_What this task involves_.
The entries below should be copied exactly and completely.

++++ Records provided ++++

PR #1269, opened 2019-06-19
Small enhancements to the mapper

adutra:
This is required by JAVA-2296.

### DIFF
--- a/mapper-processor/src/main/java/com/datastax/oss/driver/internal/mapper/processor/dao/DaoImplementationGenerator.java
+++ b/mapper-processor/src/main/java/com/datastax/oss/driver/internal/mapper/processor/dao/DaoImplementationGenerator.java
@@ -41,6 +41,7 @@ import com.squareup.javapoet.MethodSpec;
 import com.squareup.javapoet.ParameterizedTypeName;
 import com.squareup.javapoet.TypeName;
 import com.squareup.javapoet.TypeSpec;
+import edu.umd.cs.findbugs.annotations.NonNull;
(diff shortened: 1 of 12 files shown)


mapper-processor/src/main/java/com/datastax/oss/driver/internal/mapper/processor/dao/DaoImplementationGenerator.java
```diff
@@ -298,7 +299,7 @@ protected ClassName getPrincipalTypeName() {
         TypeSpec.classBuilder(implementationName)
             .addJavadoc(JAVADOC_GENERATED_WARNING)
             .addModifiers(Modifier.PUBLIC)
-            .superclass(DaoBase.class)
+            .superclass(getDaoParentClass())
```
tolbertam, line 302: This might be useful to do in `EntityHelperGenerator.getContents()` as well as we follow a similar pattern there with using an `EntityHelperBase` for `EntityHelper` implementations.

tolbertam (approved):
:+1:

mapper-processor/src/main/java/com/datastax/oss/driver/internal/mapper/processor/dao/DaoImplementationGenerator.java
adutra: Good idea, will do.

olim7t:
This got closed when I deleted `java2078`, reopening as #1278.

++++

_Response_.
PR #1269, opened 2019-06-19
Small enhancements to the mapper

adutra:
This is required by JAVA-2296.

### DIFF
--- a/mapper-processor/src/main/java/com/datastax/oss/driver/internal/mapper/processor/dao/DaoImplementationGenerator.java
+++ b/mapper-processor/src/main/java/com/datastax/oss/driver/internal/mapper/processor/dao/DaoImplementationGenerator.java
@@ -41,6 +41,7 @@ import com.squareup.javapoet.MethodSpec;
 import com.squareup.javapoet.ParameterizedTypeName;
 import com.squareup.javapoet.TypeName;
 import com.squareup.javapoet.TypeSpec;
+import edu.umd.cs.findbugs.annotations.NonNull;
(diff shortened: 1 of 12 files shown)


mapper-processor/src/main/java/com/datastax/oss/driver/internal/mapper/processor/dao/DaoImplementationGenerator.java
```diff
@@ -298,7 +299,7 @@ protected ClassName getPrincipalTypeName() {
         TypeSpec.classBuilder(implementationName)
             .addJavadoc(JAVADOC_GENERATED_WARNING)
             .addModifiers(Modifier.PUBLIC)
-            .superclass(DaoBase.class)
+            .superclass(getDaoParentClass())
```
tolbertam, line 302: This might be useful to do in `EntityHelperGenerator.getContents()` as well as we follow a similar pattern there with using an `EntityHelperBase` for `EntityHelper` implementations.

tolbertam (approved):
:+1:

mapper-processor/src/main/java/com/datastax/oss/driver/internal/mapper/processor/dao/DaoImplementationGenerator.java
adutra: Good idea, will do.

olim7t:
This got closed when I deleted `java2078`, reopening as #1278.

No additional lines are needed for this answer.